Ungeachtet dieser Gesichtspunkte, welche die Erheblichkeit des Eigentumseingriffes relativieren (können), erscheint es nach Auffassung des VfGH schon alleine aus einem anderen Grund als gerechtfertigt, dass die Kreditinstitute die Kosten für das zinslose Kreditmoratorium tragen. In einer Gesamtbetrachtung standen den Nachteilen aus dem zinslosen Kreditmoratorium nämlich bestimmte Maßnahmen gegenüber, die eine Abfederung der in Rede stehenden wirtschaftlichen Auswirkungen bewirkten: Vor allem die EZB hat zahlreiche wesentliche geldpolitische, aber auch (zum Teil gemeinsam mit der EBA) einige bankaufsichtsrechtliche Maßnahmen gesetzt, um die Folgen der COVID-19-Pandemie für die Kreditinstitute und die Realwirtschaft abzufedern, wobei von letztem auch wiederum die Kreditinstitute (mittelbar) begünstigt wurden.
Der von den antragstellenden Parteien in ihrem Antrag behauptete Verstoß der angefochtenen Regelung gegen das Grundrecht auf Unverletzlichkeit des Eigentums gemäß Art. 5 StGG und Art. 1 1. ZPEMRK liegt sohin nicht vor.
Die Ausführungen zur Übereinstimmung der angefochtenen Regelung mit dem Grundrecht auf Unverletzlichkeit des Eigentums gelten sinngemäß auch für die von den antragstellenden Parteien vorgetragenen gleichheitsrechtlichen Bedenken.
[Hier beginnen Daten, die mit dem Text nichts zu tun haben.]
PR #1407, opened 2024-07-23
Playwright

BrickheadJohnny:
Initialized Playwright, added a simple test with the auth setup flow, and created a GitHub Action.


.github/workflows/playwright.yml
```diff
@@ -0,0 +1,30 @@
...
+    # && !contains(github.event.deployment_status.target_url, 'guild-xyz-storybook')
+    timeout-minutes: 60
+    runs-on: ubuntu-latest
+    steps:
+      - uses: actions/checkout@v4
+      - uses: actions/setup-node@v4
+        with:
+          node-version: lts/*
+      - name: Debug
+        run: echo "${{ github.event.deployment_status.target_url }}"
```
cs-balazs, line 16: I believe we don't need this not that the workflow works :ayy:

.github/workflows/playwright.yml
```diff
@@ -0,0 +1,30 @@
...
+      - name: Install dependencies
+        run: npm ci
```
cs-balazs, line 18: I'm wondering if we need to install all of the dependencies 🤔 Later on this might be worth an investigation

cs-balazs (approved):
Amazing 💯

Die angefochtene Bestimmung verstößt aus den dargestellten Gründen auch nicht gegen den Gleichheitsgrundsatz nach Art 7 B-VG.
Soweit die antragstellenden Parteien einen Verstoß gegen den Gleichheitsgrundsatz darin erblicken, dass der Gesetzgeber Kreditgeber und Wohnungsvermieter unterschiedlich behandelt habe, ist dem zu entgegnen, dass es sich dabei um unterschiedliche Sachverhalte handelt, die nicht am Maßstab des Gleichheitsgrundsatzes gemessen werden können.